[Start of Attachment]

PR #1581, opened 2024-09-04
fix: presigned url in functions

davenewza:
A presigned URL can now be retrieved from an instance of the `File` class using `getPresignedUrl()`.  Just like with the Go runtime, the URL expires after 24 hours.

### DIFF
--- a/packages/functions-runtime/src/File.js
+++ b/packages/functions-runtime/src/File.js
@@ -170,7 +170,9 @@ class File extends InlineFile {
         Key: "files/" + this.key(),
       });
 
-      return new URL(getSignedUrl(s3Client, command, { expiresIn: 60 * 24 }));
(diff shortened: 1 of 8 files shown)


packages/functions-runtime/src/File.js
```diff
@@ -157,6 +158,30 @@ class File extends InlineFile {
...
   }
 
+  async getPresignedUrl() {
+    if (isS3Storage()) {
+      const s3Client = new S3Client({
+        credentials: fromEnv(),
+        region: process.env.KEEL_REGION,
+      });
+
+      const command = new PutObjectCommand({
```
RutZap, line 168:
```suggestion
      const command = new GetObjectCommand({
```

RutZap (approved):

[End of Attachment]
[Start of Attachment]

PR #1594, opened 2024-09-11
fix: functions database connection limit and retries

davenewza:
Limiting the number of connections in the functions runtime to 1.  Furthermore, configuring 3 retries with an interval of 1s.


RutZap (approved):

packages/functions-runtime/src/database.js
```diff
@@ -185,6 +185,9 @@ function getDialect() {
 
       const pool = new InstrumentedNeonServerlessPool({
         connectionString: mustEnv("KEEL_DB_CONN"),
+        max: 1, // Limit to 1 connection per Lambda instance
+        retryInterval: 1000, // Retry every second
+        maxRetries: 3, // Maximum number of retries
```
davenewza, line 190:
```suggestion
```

[End of Attachment]
[Start of Attachment]

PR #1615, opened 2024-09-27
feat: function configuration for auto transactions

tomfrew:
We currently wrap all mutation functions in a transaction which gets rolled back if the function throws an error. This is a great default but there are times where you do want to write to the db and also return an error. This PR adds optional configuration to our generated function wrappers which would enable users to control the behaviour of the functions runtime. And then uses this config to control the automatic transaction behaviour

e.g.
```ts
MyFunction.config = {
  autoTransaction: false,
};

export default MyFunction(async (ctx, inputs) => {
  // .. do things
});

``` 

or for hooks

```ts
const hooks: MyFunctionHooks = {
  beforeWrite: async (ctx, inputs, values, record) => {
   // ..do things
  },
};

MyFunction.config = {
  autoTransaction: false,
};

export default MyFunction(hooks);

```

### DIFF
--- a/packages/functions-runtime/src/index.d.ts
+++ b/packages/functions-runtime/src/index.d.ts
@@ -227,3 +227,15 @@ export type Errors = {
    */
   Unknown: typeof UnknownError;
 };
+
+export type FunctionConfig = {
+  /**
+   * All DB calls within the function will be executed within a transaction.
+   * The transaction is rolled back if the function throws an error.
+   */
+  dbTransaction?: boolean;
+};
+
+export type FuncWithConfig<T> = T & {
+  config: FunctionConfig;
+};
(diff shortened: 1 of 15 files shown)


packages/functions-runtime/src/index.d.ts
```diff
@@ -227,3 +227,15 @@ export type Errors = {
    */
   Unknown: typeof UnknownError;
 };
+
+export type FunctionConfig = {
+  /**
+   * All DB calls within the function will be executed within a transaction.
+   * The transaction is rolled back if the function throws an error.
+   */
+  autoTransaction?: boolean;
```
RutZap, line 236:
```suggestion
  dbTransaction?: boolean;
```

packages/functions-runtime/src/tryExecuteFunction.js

[End of Attachment]

HOW TO COMPLETE THIS TASK -
Check each line of the listing for "boolean". Show those that have it.

RESPONSE AREA -
+  dbTransaction?: boolean;
+  autoTransaction?: boolean;
  dbTransaction?: boolean;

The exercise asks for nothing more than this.